AT last week's meeting in Washington with Ukrainian President Leonid Kuchma, President Clinton assured his counterpart that the United States would continue to provide financial assistance for difficult economic reforms. Mr. Kuchma also won promises from the International Monetary Fund that it would resume installments of a critical $1.5 billion loan.
Mr. Clinton's support - a sharp contrast to President Bush's admonishments against Ukrainian statehood - comes at a pivotal time in US-Russia relations. It sends a message to would-be neoimperialists in Moscow that the US is committed to a sovereign Ukraine as a strategically vital breakwater against increasingly anti-Western Russian foreign policy.
Geography underscores Ukraine's importance. Wedged between the former Eastern bloc and Russia, it is in the heart of Europe, sharing western borders with Poland, the Czech republic, Hungary, and Romania. The Communist and hard-line nationalist victories in Russia's parliamentary elections (and the probable defeat of President Boris Yeltsin in June at the hands of Communist chief Gennady Zyuganov, fascist Vladimir Zhirinovsky, or populist nationalist Gen. Alexander Lebed) highlight a reactionary turn in Russian politics and the rise of elements committed to restoring the Soviet Union and resuming an adversarial relationship with the West and the former satellites.
Signs of Moscow's determination to retain influence in the former Soviet republics have been evident for some time. Russia has coercively maintained troops and bases in nine former Soviet republics. Moscow's machinations in its "near abroad" have destabilized Georgia, Azerbaijan, Moldova, and Tajikistan. Even the Baltics - Estonia, Latvia, and Lithuania - have had a nettlesome time extricating themselves from Russia. All three are dependent on Russian energy. Russia has retained control of a missile installation in Latvia, has military transit rights in Lithuania, and is embroiled in a border dispute with Estonia.
The US and Russia have been at loggerheads over the Conventional Forces in Europe Agreement, the future of NATO, Bosnia, and Russia's favorable policies toward Iraq, Iran, China, and North Korea. Russia's brutal response to Chechnya only confirms a continued Soviet mind-set. By contrast, Ukraine, with 52 million people and an area the size of France, has maintained domestic and ethnic tranquillity. Kuchma peacefully defused a volatile crisis in Crimea, and Ukraine respects the rights of its 11 million Russians, 400,000 Jews, and other minorities. Its Army is poised to meet any external threats.

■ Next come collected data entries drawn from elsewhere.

PR #513, opened 2025-08-24
feat: Prototype with dropdown menu for dynamically adding graph with callback

xvalec01:
This PR brings an update to the feature branch with part of the functionality of the dashboarding system.
Until the feature branch is synced with the "page" branch, I will add the files of interest.
```
┣ dashboard/
┃ ┃ ┣ docs/
┃ ┃ ┃ ┗ prettier_class_diagram.puml
┃ ┃ ┣ graphs/
┃ ┃ ┃ ┣ base.py
┃ ┃ ┃ ┣ cc_bar_chart.py
┃ ┃ ┃ ┣ cc_pie_chart.py
┃ ┃ ┃ ┗ registry.py
┃ ┃ ┣ callback.py
┃ ┃ ┣ cc_route.py
┃ ┃ ┣ data.py
┃ ┃ ┣ fips_route.py
┃ ┃ ┣ layout.py
┃ ┃ ┗ __init__.py
```


sec_certs_page/dashboard/__init__.py
```diff
@@ -1,20 +1,33 @@
-# dashboard
+"""Initializes the Dash dashboard application and its components."""
+
 from flask import Flask
 from flask_wtf import CSRFProtect
 
+from sec_certs_page import mongo
```
J08nY, line 6: Relative import please.

sec_certs_page/dashboard/__init__.py
```diff
@@ -1,20 +1,33 @@
...
+
 from ..common.dash.base import Dash
```
J08nY, line 8: This could be moved to /dashboard, no  need for it to remain in common if it will not be used by other bluprints.

sec_certs_page/dashboard/graphs/cc_bar_chart.py
```diff
@@ -0,0 +1,60 @@
+"""A concrete implementation of a bar chart for CC certificates by manufacturer."""
+
+import plotly.graph_objects as go
+from dash import Dash, dcc, html
+from dash.dependencies import Input, Output
+
+from .base import BaseGraph
+
+
+class CCBarChart(BaseGraph):
```
J08nY, line 10: Also, this is not a good name. The fact that it is a bar chart is secondary. The fact that it is certificates by category over year is important.

sec_certs_page/dashboard/graphs/registry.py
```diff
@@ -0,0 +1,44 @@
+"""Implements the Registry Pattern for managing dashboard graphs."""
+
+from typing import Dict, Iterator
+
+from sec_certs_page.dashboard.graphs.base import BaseGraph
```
J08nY, line 5: Relative import please.

sec_certs_page/dashboard/data.py
```diff
@@ -0,0 +1,56 @@
...
+                data = list(cursor)
+                if data:
+                    self._df_fips = pd.DataFrame(data)
+                else:
+                    logger.warning("FIPS collection is empty.")
+                    return pd.DataFrame()
+            except Exception as e:
+                logger.exception("Error fetching FIPS data from MongoDB")
+                raise e
+        return self._df_fips
```
J08nY, line 56: This will cache the dataframes for too long. Even if the underlying data changes in the meantime. Also, making a dataframe this way from the whole dataset is not efficient (idk what it even does to the very deep and branchig json structure).

sec_certs_page/dashboard/graphs/cc_bar_chart.py
xvalec01: Good point, will change it.

sec_certs_page/dashboard/graphs/registry.py
```diff
@@ -0,0 +1,44 @@
...
+
+
+class GraphRegistry:
```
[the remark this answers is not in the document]
J08nY: Ok makes sense. Let's see where it goes.

J08nY:
I think you can rebase this on top of current `page` branch, as the `feat/dash-page` got merged. I didn't really think before merging it, but now it is too late.

J08nY:
One general comment, which may seem nitpicky, but I would appreciate if you used "plot" instead of "graph" to describe the plots. The thing is that graph can be understood as a network/graph and not a plot. Within our context there is actually a reference graph/network so it may be misleading. So either plot or chart.

xvalec01:
> One general comment, which may seem nitpicky, but I would appreciate if you used "plot" instead of "graph" to describe the plots. The thing is that graph can be understood as a network/graph and not a plot. Within our context there is actually a reference graph/network so it may be misleading. So either plot or chart.

Okay, I will get rid of the "graph" across the dashboard part.

J08nY:
I have rebased this branch on top of page and pushed that into the [crocs-muni:feat/page-dash-update](https://github.com/crocs-muni/sec-certs/tree/feat/page-dash-update) branch.

J08nY:
Hey @xvalec01 what is the status on this?

PR #527, opened 2025-11-09
Add legal disclaimers

### LINKED ISSUE #526: Add clear, site-wide disclaimer for automated heuristics (esp. CVE-to-certificate matches) and explicit contact point
During the iSysel legal seminar, it was raised that manufacturers may face *reputational harm* due to how sec-certs.org currently presents heuristic outputs, particularly CVE matches to certified products. While we do mention the possibility of false positives/negatives near specific items, we’re *not sufficiently transparent* at a global level about the limitations of our automated methods and the uncertainty inherent in these outputs.

We should:
- Add a generic disclaimer covering all heuristic attributes (e.g., CVE matches, certificate clustering, etc.).
- Make explicit that these results are *automatically generated*, *not human-reviewed by default*, and should be treated as such.
- Refer readers to our methodology for details about data sources and heuristics.
- Provide a clear and explicit point of contact for dispute resolution or corrections.

## Problem Statement

Current per-item phrasing (examples):
 > “This certificate has known related CVEs, which means that the certified product might be vulnerable.”
 
> “The CVE was matched to the following certificates. This means the vulnerability likely affects said certified devices. However, this is an automated process that may have false positives and negatives.”

Issues:
- Disclaimers are localized and inconsistent.
- Language may overstate confidence (“likely affects”) while the method is heuristic.
- There is no single, prominent disclaimer covering the broader set of automated inferences.
- Contact/appeal path is not explicit.

## Proposed disclaimers

1. To be shown in Heuristics section of every cert.

> *Automated inferences — use with caution*  
> All attributes shown in this section (e.g., links between certificates, products, vendors, and known CVEs) are generated by *automated heuristics* and *have not been systematically reviewed by humans*. These methods can produce false positives and false negatives and should not be treated as definitive without independent verification.  
> For details on our data sources and inference methods, see our [Methodology](TBA). If you believe any information here is inaccurate or harmful, please [contact us](TBA) or [submit feedback](TBA). 

2. To be shown on every CVE page

CVE associations below are derived from automated matching. They may include errors. See the pages of the corresponding certificates and [Methodology](TBA) for details.

J08nY:
This tries to go towards #526.

Some examples of how this looks:

## Certificate page

image

image

## CVE page

image

## CPE page

image

Fix #526

### DIFF
--- a/sec_certs_page/templates/vuln/cpe.html.jinja2
+++ b/sec_certs_page/templates/vuln/cpe.html.jinja2
@@ -34,12 +34,7 @@
 
                 <div class="row pt-5">
                     <div class="col-12 col-md-6">
-                        <h2 class="anchor" id="data">Data
-                            <span style="font-size: 0.5em; vertical-align: middle" tabindex="0"
-                                  class="badge bg-secondary"
-                                  data-bs-toggle="tooltip" data-bs-placement="top"
-                                  title="Information extracted from CVE data from MITRE and NIST's NVD.">?</span>
-                        </h2>
+                        <h2 class="anchor" id="data">Data</h2>
                         <table class="table table-sm table-borderless w-auto">
                             <colgroup>
                                 <col style="width: 30%"/>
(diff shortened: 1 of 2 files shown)


adamjanovsky:
Looks nice. What do we fill the methodology with? I was thinking we could just link to our research papers...

PR #529, opened 2025-11-12
Ignore CVSS V4.0 metrics in CVE loading.

J08nY:
THe NVD no longer offers the "exploitabilityScore" and "impactScore" for CVSS V4.0 in their API:

https://csrc.nist.gov/schema/nvd/api/2.0/cve_api_json_2.0.schema (See the "cvss-v40" entry)

We should figure out what to do as more CVEs will likely have this in the future and we will lack data. The cvssData scheme is here:

https://csrc.nist.gov/schema/nvd/api/2.0/external/cvss-v4.0.json

### DIFF
--- a/src/sec_certs/sample/cve.py
+++ b/src/sec_certs/sample/cve.py
@@ -27,19 +27,22 @@ class CVE(PandasSerializableType, ComplexSerializableType):
             """
             Loads metrics from dictionary
             """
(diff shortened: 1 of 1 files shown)


J08nY:
@adamjanovsky This broke CVE processing on the server like a week ago. We need to decide what to do in the future about the metrics.

PR #530, opened 2025-11-17
Move to uv

J08nY:
This started as a PR to bump the spacy requirement:

> This PR only limits spacy < 3.8.0 for aarch64 builds. This should avoid the issue in #475 while allowing more recent spacy.
> @adamjanovsky Could we investigate whether the issue described there still exists? There is for example https://github.com/explosion/spaCy/issues/13751 which says these issues should not happen anymore?

However, in doing so I hit a bunch of roadblocks with the `pip-compile` approach we are using. As discussed in dc8cd4b, pip-compile is not cross-platform or cross-python compatible. I ended up moving most things to `uv`.

The project: 
 - Still installs via `pip install sec-certs` or `pip install -e .`. This should be always supported and we should strive to keep the `pyproject.toml` dependencies specified such that this works on most platforms by default.
 - Locked dependencies are in `uv.lock` which is cross-platform and universal. I tested 3.10-3.12 for now. More should *just work*.

### DIFF
--- a/.github/workflows/cron.yml
+++ b/.github/workflows/cron.yml
@@ -18,7 +18,7 @@ jobs:
         run: sudo apt-get install -y build-essential libpoppler-cpp-dev pkg-config python3-dev
       - uses: actions/checkout@v4
       - name: Install uv and Python
-        uses: astral-sh/setup-uv@v6
+        uses: astral-sh/setup-uv@v7
         with:
           python-version: ${{ matrix.python-version }}
           enable-cache: true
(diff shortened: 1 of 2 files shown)


J08nY:
I wanted to change the minimal amount of stuff and did not want to touch the release process if it works. But you are right that this may be a good moment to actually do that. I will have a look at it.

adamjanovsky:
> There is one more change here that I am unsure about. I merged the `test` and `dev` extras as they were kind of redundant. That I think is OK. However, then I saw that there is a feature called "[dependency-groups](https://packaging.python.org/en/latest/specifications/dependency-groups/)" which are meant for use cases like dev dependencies. Then I moved the new `dev` extra into a `dev` dependency group. However, that means that now: `pip install -e .[dev]` does not work anymore (and it did before). The syntax is: `pip install -e . --group dev` or `uv sync --dev`. What do you think?

That's ok, I don't think we need extra compatibility. Also, unless I'm mistaken, the `dev` group is installed by default, so just `uv sync` would work.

Russia, which ruled parts of Ukraine for more than 300 years, presents the most apparent danger. Communist leader Zyuganov says Slavic Ukraine and Russia are part of an indivisible ethnic whole. Polls show Russia's elites and millions of ordinary citizens share this view. Since attaining independence in 1991, Ukraine has sparred with Russia over the Black Sea Fleet, the Crimea, disposal of nuclear weapons, membership in the Tashkent alliance (the fledgling Russian-led military bloc), and the Russian minority. Its dependence on Russian oil and energy makes it vulnerable to economic blackmail.
But while a newly re-integrationist Russia poses a menace to Ukraine, the US and financial institutions seem to realize that short-sighted, overly stringent lending polices would undermine Ukrainian independence, Kuchma's long-term reforms, and Ukraine's role as a pillar of stability. Though economic reform has lagged in Ukraine, Kuchma is committed to democracy and fruitful relations with the West, and a market system. While a recalcitrant parliament is dominated by a leftist coalition of Communists, Agrarians, and Socialists, they represent a smaller portion than their counterparts in Russia. And unlike Russia, ultranationalists hold a tiny handful of the 450 seats.
Punishing Ukraine by using a purely economic calculus, while funneling aid to a retrogressive, neoimperial Russia simply because it has tighter budget controls, is strategically counterproductive.
In this geopolitical context, the Clinton administration's commitment to Ukrainian statehood is prudent. Writing in The New York Times, Deputy Secretary of State Strobe Talbott signaled an important policy shift. He said the US would not abide a forced reintegration of the Soviet Union and opposes Russia's "coercion and intimidation of neighboring states." British Foreign Secretary Malcolm Rifkin says Ukrainian independence is vital to peace and stability in Europe. Clinton and congressional leaders such as Newt Gingrich and Bob Dole have indicated an understanding that Ukraine is a crucial buffer separating Eastern Europe from a former oppressor that may rekindle its hegemonist proclivities.